ABOUT THIS TASK. Collect all lines from the records below that include the word "needs".

** Opening DATA FOR REVIEW block **

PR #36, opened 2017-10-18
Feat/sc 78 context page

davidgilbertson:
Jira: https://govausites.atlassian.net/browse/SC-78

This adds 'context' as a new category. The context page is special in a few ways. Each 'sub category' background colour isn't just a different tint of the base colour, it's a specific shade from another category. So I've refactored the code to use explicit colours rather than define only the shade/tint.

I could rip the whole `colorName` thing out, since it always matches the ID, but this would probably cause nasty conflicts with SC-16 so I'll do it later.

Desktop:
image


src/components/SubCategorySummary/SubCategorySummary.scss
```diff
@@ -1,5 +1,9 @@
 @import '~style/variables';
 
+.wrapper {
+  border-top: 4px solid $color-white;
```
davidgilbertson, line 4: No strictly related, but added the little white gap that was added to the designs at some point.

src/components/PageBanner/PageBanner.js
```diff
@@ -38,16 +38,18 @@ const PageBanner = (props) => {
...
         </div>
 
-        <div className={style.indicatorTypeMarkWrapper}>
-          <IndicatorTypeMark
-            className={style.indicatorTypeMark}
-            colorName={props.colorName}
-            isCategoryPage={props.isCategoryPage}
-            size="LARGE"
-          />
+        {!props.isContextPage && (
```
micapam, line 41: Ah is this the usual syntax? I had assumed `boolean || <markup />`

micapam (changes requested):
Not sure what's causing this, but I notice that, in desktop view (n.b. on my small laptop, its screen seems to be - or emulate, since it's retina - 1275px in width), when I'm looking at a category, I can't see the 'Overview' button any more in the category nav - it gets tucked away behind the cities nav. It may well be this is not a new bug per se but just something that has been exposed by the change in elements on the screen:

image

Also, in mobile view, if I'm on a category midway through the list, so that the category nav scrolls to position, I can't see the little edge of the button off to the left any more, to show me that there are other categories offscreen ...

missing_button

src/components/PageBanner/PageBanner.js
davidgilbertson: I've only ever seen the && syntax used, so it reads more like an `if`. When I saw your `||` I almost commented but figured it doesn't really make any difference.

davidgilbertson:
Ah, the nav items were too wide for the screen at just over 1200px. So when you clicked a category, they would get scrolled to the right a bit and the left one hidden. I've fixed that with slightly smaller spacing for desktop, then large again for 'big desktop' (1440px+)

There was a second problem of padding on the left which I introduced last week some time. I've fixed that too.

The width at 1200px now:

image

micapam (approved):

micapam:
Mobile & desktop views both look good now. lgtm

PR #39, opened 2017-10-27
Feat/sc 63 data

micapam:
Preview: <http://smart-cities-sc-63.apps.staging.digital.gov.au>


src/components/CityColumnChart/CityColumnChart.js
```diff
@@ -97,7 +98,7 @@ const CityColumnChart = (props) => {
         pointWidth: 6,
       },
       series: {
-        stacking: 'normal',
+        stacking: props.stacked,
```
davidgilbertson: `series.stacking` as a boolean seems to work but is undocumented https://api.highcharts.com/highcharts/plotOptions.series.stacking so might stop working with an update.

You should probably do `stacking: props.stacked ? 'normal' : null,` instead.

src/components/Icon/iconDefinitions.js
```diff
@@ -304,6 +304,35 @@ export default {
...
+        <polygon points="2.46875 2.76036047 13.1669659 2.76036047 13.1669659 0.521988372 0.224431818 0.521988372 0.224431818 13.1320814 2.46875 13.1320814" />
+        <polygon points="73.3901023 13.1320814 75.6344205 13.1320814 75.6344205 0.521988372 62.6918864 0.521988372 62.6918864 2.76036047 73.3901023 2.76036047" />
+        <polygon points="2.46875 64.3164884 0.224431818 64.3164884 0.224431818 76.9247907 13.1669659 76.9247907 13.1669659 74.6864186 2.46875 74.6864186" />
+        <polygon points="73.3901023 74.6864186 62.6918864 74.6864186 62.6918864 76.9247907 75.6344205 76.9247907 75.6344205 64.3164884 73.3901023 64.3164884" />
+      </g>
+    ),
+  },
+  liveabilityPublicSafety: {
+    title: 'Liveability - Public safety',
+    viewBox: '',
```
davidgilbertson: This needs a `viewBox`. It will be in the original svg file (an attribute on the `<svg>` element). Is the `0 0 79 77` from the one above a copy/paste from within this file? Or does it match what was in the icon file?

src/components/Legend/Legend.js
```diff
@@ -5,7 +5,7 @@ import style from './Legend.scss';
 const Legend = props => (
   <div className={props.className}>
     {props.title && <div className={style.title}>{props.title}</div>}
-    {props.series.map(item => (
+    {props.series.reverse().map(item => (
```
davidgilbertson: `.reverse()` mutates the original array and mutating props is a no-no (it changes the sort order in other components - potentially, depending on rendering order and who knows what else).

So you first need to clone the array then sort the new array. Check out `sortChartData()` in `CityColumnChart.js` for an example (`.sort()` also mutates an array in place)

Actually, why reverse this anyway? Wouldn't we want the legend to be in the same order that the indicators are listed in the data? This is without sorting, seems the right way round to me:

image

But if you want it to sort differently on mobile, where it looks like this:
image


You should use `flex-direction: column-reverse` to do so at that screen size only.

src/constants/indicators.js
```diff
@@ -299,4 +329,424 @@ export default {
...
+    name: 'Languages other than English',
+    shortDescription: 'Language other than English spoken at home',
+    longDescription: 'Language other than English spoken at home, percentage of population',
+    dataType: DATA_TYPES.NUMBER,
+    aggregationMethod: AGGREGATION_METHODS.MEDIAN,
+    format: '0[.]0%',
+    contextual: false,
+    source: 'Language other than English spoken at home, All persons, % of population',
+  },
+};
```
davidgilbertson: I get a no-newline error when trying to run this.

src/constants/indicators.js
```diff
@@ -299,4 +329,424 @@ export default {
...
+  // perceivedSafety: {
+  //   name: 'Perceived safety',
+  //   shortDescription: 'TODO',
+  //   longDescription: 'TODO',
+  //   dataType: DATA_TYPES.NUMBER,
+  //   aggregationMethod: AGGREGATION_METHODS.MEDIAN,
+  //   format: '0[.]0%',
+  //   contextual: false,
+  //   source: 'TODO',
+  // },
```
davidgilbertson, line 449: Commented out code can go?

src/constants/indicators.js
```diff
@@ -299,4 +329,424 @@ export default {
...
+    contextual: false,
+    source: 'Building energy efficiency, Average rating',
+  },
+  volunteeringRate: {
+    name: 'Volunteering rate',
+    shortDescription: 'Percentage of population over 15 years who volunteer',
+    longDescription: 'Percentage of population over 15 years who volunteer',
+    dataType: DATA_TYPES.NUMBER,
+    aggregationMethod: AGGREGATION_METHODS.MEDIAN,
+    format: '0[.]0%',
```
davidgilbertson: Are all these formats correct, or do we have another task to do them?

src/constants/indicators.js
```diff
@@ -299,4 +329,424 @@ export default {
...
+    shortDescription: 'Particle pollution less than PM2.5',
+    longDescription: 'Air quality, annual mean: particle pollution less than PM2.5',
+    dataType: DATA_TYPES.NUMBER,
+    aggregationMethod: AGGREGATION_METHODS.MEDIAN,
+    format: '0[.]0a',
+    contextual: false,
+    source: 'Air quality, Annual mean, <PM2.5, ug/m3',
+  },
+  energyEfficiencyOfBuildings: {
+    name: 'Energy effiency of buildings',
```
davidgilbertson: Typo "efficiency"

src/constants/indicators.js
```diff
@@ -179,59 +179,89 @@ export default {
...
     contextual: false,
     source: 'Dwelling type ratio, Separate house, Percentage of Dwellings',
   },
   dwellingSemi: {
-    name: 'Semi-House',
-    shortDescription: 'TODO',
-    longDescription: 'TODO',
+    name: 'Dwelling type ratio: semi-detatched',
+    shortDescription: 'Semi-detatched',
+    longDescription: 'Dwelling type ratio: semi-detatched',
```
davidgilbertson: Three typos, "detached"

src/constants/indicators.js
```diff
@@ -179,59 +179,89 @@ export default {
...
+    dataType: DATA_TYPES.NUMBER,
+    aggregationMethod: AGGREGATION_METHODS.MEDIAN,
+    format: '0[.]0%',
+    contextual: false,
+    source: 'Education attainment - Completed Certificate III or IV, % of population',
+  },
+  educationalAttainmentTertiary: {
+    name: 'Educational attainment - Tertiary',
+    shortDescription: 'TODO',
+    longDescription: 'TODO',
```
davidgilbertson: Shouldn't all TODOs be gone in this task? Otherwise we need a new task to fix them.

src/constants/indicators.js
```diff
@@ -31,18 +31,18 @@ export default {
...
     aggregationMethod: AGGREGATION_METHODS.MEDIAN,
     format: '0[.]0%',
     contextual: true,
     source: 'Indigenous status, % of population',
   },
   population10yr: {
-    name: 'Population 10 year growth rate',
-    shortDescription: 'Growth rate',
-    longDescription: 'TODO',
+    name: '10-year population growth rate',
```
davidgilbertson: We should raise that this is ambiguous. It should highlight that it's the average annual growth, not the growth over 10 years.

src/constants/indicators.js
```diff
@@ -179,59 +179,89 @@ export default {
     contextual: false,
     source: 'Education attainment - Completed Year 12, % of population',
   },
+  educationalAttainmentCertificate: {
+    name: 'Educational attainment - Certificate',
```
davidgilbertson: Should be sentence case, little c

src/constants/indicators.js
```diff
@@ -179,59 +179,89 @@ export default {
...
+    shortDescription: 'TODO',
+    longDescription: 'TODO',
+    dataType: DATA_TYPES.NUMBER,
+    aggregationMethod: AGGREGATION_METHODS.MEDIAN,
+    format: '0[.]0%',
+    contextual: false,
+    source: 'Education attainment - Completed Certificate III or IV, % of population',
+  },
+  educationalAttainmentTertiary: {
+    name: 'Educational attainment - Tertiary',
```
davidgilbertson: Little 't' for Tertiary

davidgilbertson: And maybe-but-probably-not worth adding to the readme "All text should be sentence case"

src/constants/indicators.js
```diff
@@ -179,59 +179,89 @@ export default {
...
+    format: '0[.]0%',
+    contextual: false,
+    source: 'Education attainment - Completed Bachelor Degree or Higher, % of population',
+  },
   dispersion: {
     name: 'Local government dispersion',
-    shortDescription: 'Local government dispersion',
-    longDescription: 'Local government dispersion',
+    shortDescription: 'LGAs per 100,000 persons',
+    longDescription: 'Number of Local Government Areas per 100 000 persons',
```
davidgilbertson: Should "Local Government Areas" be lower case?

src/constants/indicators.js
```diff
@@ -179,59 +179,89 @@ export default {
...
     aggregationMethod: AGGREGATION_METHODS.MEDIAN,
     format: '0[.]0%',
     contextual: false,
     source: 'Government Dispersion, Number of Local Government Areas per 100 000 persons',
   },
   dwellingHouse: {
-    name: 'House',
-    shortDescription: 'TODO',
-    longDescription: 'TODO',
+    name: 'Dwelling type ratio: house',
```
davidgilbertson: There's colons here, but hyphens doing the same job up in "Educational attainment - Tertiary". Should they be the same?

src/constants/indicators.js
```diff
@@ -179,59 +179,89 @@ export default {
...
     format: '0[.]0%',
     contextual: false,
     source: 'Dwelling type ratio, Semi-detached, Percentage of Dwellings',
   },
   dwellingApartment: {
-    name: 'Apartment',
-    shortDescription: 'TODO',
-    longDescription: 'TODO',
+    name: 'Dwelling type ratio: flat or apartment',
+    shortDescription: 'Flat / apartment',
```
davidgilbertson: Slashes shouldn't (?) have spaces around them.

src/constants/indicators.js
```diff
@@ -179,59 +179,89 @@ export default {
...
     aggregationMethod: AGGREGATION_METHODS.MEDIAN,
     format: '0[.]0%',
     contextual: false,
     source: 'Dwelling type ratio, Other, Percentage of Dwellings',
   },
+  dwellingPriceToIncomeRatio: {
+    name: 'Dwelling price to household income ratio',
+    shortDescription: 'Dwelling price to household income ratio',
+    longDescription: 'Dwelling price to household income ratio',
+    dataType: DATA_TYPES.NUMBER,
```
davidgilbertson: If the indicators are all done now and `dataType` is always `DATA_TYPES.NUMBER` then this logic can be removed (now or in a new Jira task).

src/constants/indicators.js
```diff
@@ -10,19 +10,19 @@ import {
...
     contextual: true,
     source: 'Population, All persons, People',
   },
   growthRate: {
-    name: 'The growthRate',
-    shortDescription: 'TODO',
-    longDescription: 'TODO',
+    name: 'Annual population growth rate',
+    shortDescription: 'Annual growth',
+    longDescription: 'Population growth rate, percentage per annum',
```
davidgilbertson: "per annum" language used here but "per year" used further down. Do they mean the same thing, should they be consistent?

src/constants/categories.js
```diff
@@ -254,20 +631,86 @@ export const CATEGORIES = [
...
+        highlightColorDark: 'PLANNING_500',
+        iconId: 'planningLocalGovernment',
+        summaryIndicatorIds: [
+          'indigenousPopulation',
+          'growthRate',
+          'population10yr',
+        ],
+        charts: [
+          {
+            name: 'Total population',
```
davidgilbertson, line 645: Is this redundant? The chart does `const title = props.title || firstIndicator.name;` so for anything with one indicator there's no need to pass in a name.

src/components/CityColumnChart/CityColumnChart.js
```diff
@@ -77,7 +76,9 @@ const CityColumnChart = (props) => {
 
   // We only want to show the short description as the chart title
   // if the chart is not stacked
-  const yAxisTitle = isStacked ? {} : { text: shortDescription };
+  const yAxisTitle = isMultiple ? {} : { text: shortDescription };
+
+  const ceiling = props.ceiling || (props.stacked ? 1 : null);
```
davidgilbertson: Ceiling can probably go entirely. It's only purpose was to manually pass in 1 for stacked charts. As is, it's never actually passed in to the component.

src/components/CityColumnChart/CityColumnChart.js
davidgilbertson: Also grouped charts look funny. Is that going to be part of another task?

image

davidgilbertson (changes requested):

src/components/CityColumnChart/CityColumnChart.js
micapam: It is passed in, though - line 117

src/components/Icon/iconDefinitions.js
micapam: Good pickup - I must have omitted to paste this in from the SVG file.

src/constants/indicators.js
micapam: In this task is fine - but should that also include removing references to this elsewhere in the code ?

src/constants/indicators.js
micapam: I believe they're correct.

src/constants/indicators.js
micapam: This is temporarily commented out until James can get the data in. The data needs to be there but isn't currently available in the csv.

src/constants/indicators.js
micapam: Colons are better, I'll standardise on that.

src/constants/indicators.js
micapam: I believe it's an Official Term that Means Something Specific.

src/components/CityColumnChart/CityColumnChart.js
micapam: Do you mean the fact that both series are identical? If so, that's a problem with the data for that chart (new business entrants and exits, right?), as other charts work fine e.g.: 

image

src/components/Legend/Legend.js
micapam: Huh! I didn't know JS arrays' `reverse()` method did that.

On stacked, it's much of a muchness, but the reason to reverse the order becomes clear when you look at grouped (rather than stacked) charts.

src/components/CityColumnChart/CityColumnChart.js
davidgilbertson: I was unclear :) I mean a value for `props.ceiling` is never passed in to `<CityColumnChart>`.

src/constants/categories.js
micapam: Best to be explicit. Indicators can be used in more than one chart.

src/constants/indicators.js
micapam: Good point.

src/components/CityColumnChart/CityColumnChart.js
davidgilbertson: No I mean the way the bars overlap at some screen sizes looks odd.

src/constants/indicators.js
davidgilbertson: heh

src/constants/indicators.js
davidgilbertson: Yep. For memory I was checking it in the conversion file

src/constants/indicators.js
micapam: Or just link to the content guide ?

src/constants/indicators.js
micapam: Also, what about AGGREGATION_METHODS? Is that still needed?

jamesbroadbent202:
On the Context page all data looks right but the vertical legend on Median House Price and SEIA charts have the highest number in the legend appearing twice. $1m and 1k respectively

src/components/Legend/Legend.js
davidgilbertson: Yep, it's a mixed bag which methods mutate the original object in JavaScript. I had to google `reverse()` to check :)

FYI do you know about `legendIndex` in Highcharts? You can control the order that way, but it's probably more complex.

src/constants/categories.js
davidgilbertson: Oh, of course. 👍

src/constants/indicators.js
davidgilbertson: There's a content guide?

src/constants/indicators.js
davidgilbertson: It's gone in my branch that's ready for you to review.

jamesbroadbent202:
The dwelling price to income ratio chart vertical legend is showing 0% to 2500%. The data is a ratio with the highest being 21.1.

** Closing DATA FOR REVIEW block **

SOLUTION FOR THIS EXERCISE.
davidgilbertson: This needs a `viewBox`. It will be in the original svg file (an attribute on the `<svg>` element). Is the `0 0 79 77` from the one above a copy/paste from within this file? Or does it match what was in the icon file?
micapam: This is temporarily commented out until James can get the data in. The data needs to be there but isn't currently available in the csv.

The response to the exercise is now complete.